The index traded around the 4,000 level this week but had
managed to close above the figure until Friday. The last time it
closed below 4,000 was in November last year.
Unlike shares trading elsewhere in Europe, the FTSE 100 managed
to stay above 2008 lows on Friday.
Across the Atlantic, U.S. stocks extended losses made Thursday
when the Dow Jones Industrial Average (DJI) finished at a level not
seen for more than six years, with financials fronting the
decline.
Banks also fell in London, giving back some of the previous
session's sharp gains.
HSBC Holdings (HBC) fell 4.2%, Royal Bank of Scotland
declined11.5% and Barclays (BCS) dropped 5.8%.
The moves came amid more gloomy data on the global economy. The
euro-zone purchasing managers indexes for the manufacturing and
services sectors signaled that activity contracted at a record pace
in February. The region is a major trading partner of the U.K.
Mineral extractors were also sharply lower, with Rio Tinto (RTP)
shares down 9.5%, Xstrata shares down 10.6% and Lonmin shares down
9.7%.
The losses came amid a downbeat report from Anglo American .
Shares in the giant mineral extractor skidded 16.9% after it
suspended dividend payments and share buybacks and said that a
global headcount reduction of 19,000 is under way.
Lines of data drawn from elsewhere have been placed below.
PR #1614, opened 2023-05-30
Solution

NadieinOleh:
https://NadieinOleh.github.io/react_dynamic-list-of-todos/

### DIFF
--- a/src/App.tsx
+++ b/src/App.tsx
@@ -1,5 +1,5 @@
 /* eslint-disable max-len */
-import React from 'react';
+import React, { useEffect, useState } from 'react';
 import 'bulma/css/bulma.css';
 import '@fortawesome/fontawesome-free/css/all.css';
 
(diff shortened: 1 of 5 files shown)


src/App.tsx
```diff
@@ -17,18 +60,39 @@ export const App: React.FC = () => {
...
+                selectOption={selectOption}
+                setSelectOption={setSelectOption}
+              />
             </div>
 
             <div className="block">
-              <Loader />
-              <TodoList />
+              {todos.length === 0
+                ? <Loader />
```
demetrxx, line 73: It's better practice to create a separate state to track wheter the data isLoading and show spinner only if that state is true. Because the request may return with empty data, and that case should be handled differently

src/components/TodoList/TodoList.tsx
```diff
@@ -1,100 +1,91 @@
...
+            <p className="has-text-success">quo adipisci enim quam ut ab</p>
+          </td>
+          <td className="has-text-right is-vcentered">
+            <button data-cy="selectButton" className="button" type="button">
+              <span className="icon">
+                <i className="far fa-eye" />
+              </span>
+            </button>
+          </td>
+        </tr> */}
```
demetrxx, line 87: remove comments

src/App.tsx
```diff
@@ -8,7 +8,50 @@ import { TodoFilter } from './components/TodoFilter';
...
+
+  const filterTodo = () => {
+    const notCompleted = todos.filter(todo => !todo.completed);
+    const completed = todos.filter(todo => todo.completed);
+
+    switch (selectOption) {
+      case 'All':
+        return !inputValue
+          ? todos
+          : todos?.filter((todo: Todo) => todo.title.includes(inputValue.toLocaleLowerCase().trim()));
```
demetrxx, line 30: Try no to repeat yourself and create helper fuctions to reuse logic

src/App.tsx
```diff
@@ -8,7 +8,50 @@ import { TodoFilter } from './components/TodoFilter';
 import { TodoModal } from './components/TodoModal';
 import { Loader } from './components/Loader';
 
+import { getTodos } from './api';
+import { Todo } from './types/Todo';
+
 export const App: React.FC = () => {
+  const [todos, setTodos] = useState<Todo[]>([]);
+  const [currentTodo, setCurrentTodo] = useState<number>(0);
+  const [hideTodoModal, setHideTodoModal] = useState(false);
```
demetrxx, line 17: replace "hide" with "show" to convey sense properly

demetrxx (approved):
Well done 👍 Go ahead!
Take note of the comments though.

Anglo's annual
profit dropped 29%.
"As we begin 2009, the economic outlook remains weak, with
limited visibility and we are continuing to experience volatility
and downward pressure on commodity prices," said Chief Executive
Cynthia Carroll.
Prudential bucks lower trend
Insurer Prudential (PUK) rose 11.1% after it disclosed a move to
boost its capital.
It said that it has agreed to transfer the assets and
liabilities of its agency distribution business and its agency
force in Taiwan to China Life Insurance Company for a nominal sum.
At the same time, it will invest 45 million pounds to purchase a
9.95% stake in China Life through a share placement.
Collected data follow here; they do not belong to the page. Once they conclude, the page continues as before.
PR #1630, opened 2023-06-04
Develop

Vaskovics:
<a href="https://vaskovics.github.io/react_dynamic-list-of-todos/">Demo</a>

### DIFF
--- a/src/App.tsx
+++ b/src/App.tsx
@@ -12,21 +12,18 @@ import { getTodos } from './api';
 
 export const App: React.FC = () => {
   const [todos, setTodos] = useState<Todo[]>([]);
-  const [selectedTodo, setSelectedTodo] = useState<Todo | undefined>();
-  const [isSelected, setIsSelected] = useState(false);
+  const [selectedTodo, setSelectedTodo] = useState<Todo | null>();
 
   useEffect(() => {
     getTodos().then(data => setTodos(data));
-  }, [todos]);
+  }, []);
 
   const handleSelectBtn = (todo: Todo) => {
     setSelectedTodo(todo);
-    setIsSelected(true);
   };
 
   const handleCross = () => {
     setSelectedTodo(undefined);
-    setIsSelected(false);
   };
 
   return (
@@ -54,13 +51,12 @@ export const App: React.FC = () => {
         </div>
       </div>
 
-      {isSelected && (
+      {selectedTodo && (
         <TodoModal
           list={todos}
           onCross={handleCross}
         />
       )}
-
     </>
   );
 };
--- a/src/App.tsx
+++ b/src/App.tsx
@@ -1,5 +1,5 @@
 /* eslint-disable max-len */
-import React from 'react';
+import React, { useEffect, useState } from 'react';
 import 'bulma/css/bulma.css';
 import '@fortawesome/fontawesome-free/css/all.css';
 
@@ -7,8 +7,28 @@ import { TodoList } from './components/TodoList';
 import { TodoFilter } from './components/TodoFilter';
 import { TodoModal } from './components/TodoModal';
 import { Loader } from './components/Loader';
+import { Todo } from './types/Todo';
+import { getTodos } from './api';
 
 export const App: React.FC = () => {
+  const [todos, setTodos] = useState<Todo[]>([]);
+  const [selectedTodo, setSelectedTodo] = useState<Todo | undefined>();
+  const [isSelected, setIsSelected] = useState(false);
+
+  useEffect(() => {
+    getTodos().then(data => setTodos(data));
+  }, [todos]);
+
+  const handleSelectBtn = (todo: Todo) => {
+    setSelectedTodo(todo);
+    setIsSelected(true);
+  };
+
+  const handleCross = () => {
+    setSelectedTodo(undefined);
+    setIsSelected(false);
+  };
+
   return (
     <>
       <div className="section">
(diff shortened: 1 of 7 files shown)


src/App.tsx
```diff
@@ -1,14 +1,46 @@
...
+
+  useEffect(() => {
+    getTodos().then(data => setTodos(data));
+  }, []);
+
+  const handleSelectBtn = (todo: Todo) => {
+    setSelectedTodo(todo);
+  };
+
+  const handleCross = () => {
```
TarasHoliuk, line 28:
```suggestion
  const handleClickCross = () => {
```

src/App.tsx
```diff
@@ -17,18 +49,38 @@ export const App: React.FC = () => {
...
+                onInput={handleInputFilter}
+                query={query}
+                onCross={handleClearInputBtn}
+              />
             </div>
 
             <div className="block">
-              <Loader />
-              <TodoList />
+              {todos.length === 0 ? (
```
TarasHoliuk, line 61: the wrong expression was used here
what if the server todos array is empty? then you will always show `Loader`. you should show the loader only during loading todos
to implement it - create a new state `isLoading` and change it accordingly

src/App.tsx
```diff
@@ -17,18 +49,38 @@ export const App: React.FC = () => {
             <h1 className="title">Todos:</h1>
 
             <div className="block">
-              <TodoFilter />
+              <TodoFilter
+                onSelect={handleSelectFilter}
+                onInput={handleInputFilter}
+                query={query}
+                onCross={handleClearInputBtn}
```
TarasHoliuk, line 56:
```suggestion
                onClickClearButton={handleClickClearButton}
```
`onCross` doesn't explainable enough

src/components/TodoFilter/TodoFilter.tsx
```diff
@@ -1,34 +1,56 @@
...
+          <i className="fas fa-magnifying-glass" />
+        </span>
+
+        <span className="icon is-right" style={{ pointerEvents: 'all' }}>
+          {/* eslint-disable-next-line jsx-a11y/control-has-associated-label */}
+          <button
+            data-cy="clearSearchButton"
+            type="button"
+            className="delete"
+            onClick={() => onCross(query)}
```
TarasHoliuk, line 50:
```suggestion
            onClick={onCross}
```
the `onCross` (should be renamed) doesn't accept any argument, why do you pass query there

src/components/TodoFilter/TodoFilter.tsx
```diff
@@ -1,34 +1,56 @@
...
-  </form>
-);
+        <span className="icon is-left">
+          <i className="fas fa-magnifying-glass" />
+        </span>
+
+        <span className="icon is-right" style={{ pointerEvents: 'all' }}>
+          {/* eslint-disable-next-line jsx-a11y/control-has-associated-label */}
+          <button
+            data-cy="clearSearchButton"
```
TarasHoliuk, line 47: according to the task requirements, this button should be displayed only if smth was typed in the input

src/components/TodoFilter/TodoFilter.tsx
```diff
@@ -1,34 +1,56 @@
...
+      </p>
+
+      <p className="control is-expanded has-icons-left has-icons-right">
+        <input
+          data-cy="searchInput"
+          type="text"
+          className="input"
+          placeholder="Search..."
+          value={query}
+          onChange={(e) => onInput(e.target.value)}
```
TarasHoliuk, line 38: do not pass an anonymous functuon
create `handleChangeInput` function above instead

src/components/TodoFilter/TodoFilter.tsx
```diff
@@ -1,34 +1,56 @@
...
+  onInput,
+  query,
+  onCross,
+}) => {
+  return (
+    <form className="field has-addons">
+      <p className="control">
+        <span className="select">
+          <select
+            onChange={(e) => onSelect(e.target.value as unknown as SortBy)}
```
TarasHoliuk, line 21: create a separate function above

src/components/TodoList/TodoList.tsx
```diff
@@ -1,100 +1,96 @@
...
-              <i className="far fa-eye-slash" />
-            </span>
-          </button>
-        </td>
-      </tr>
+export const TodoList: React.FC<ListOfTodos> = ({
+  listOfTodos,
+  onSelect,
+  sortBy,
+  query,
```
TarasHoliuk, line 17: do not pass such values here
`TodoList` component shouldn't care about `query` and `sortBy` values (single responsibility principle). Pass the prepared array of todos (which should be visible here), i.e. filter the todos array in the App.tsx

TarasHoliuk (changes requested):

src/App.tsx
```diff
@@ -75,10 +96,10 @@ export const App: React.FC = () => {
 
       {selectedTodo && (
         <TodoModal
-          list={todos}
-          onCross={handleCross}
+          onCross={handleClickCross}
```
demetrxx, line 99: Rename "onCross" prop to "onClickClearButton", as was mentioned by the Taras

demetrxx (changes requested):
Good job! But let's improve your code a lil' bit.

loralevitska (changes requested):
Almost perfect) Let's improve

- add loading icon instead of information and after it downloaded change to text, also pay attention for modal component, make it fix size for avoid jumping content
https://github.com/mate-academy/react_dynamic-list-of-todos/assets/70009205/bb5a2399-89e3-4e9b-8853-db5fd7e00da0
- fix search with `completed todo` filter 
image

loralevitska (approved):
Well done)

PR #1631, opened 2023-06-04
Solution

SuaBy514:
[DEMO LINK](https://suaby514.github.io/react_dynamic-list-of-todos/)

### DIFF
--- a/src/App.tsx
+++ b/src/App.tsx
@@ -1,5 +1,7 @@
 /* eslint-disable max-len */
-import React from 'react';
+import React, {
+  useCallback, useEffect, useMemo, useState,
+} from 'react';
 import 'bulma/css/bulma.css';
 import '@fortawesome/fontawesome-free/css/all.css';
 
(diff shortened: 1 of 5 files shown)


src/App.tsx
```diff
@@ -1,14 +1,65 @@
...
+  const [query, setQuery] = useState('');
+  const [filterType, setFilterType] = useState('all');
+
+  useEffect(() => {
+    getTodos()
+      .then(setTodos);
+  }, []);
+
+  const filteredTodos = useMemo(() => {
+    let currentTodos = todos;
```
d-wasilewski, line 29: you don't need to reassign `todos` to a new variable. You only use `filter` on this that don't modify this array. Operate on `todos` when you filter, and create new variable to assign the result to it

src/App.tsx
```diff
@@ -1,14 +1,65 @@
...
+    if (filterType !== 'all') {
+      currentTodos = currentTodos.filter((todo) => {
+        const { completed } = todo;
+
+        if ((filterType === 'completed' && completed)
+          || (filterType === 'active' && !completed)) {
+          return true;
+        }
+
+        return false;
```
d-wasilewski, line 41: I believe it should do the same
```suggestion
        return ((filterType === 'completed' && completed)
          || (filterType === 'active' && !completed)) 
```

On completion of the transfer to China Life, there will be a net
increase in Prudential's capital surplus of approximately 800
million pounds.
Prudential said that at the end of 2008, its capital surplus was
approximately 1.7 billion pounds.
Turning to smaller financial-sector company news, shares of
subprime lender Cattles fell 73.6% after it warned that its pretax
profit is expected to be "substantially lower" than current market
expectations.
The group said it is delaying the release of its 2008
preliminary results while it reviews the adequacy of the impairment
provisions it has taken and a new date for the results will be
announced in due course.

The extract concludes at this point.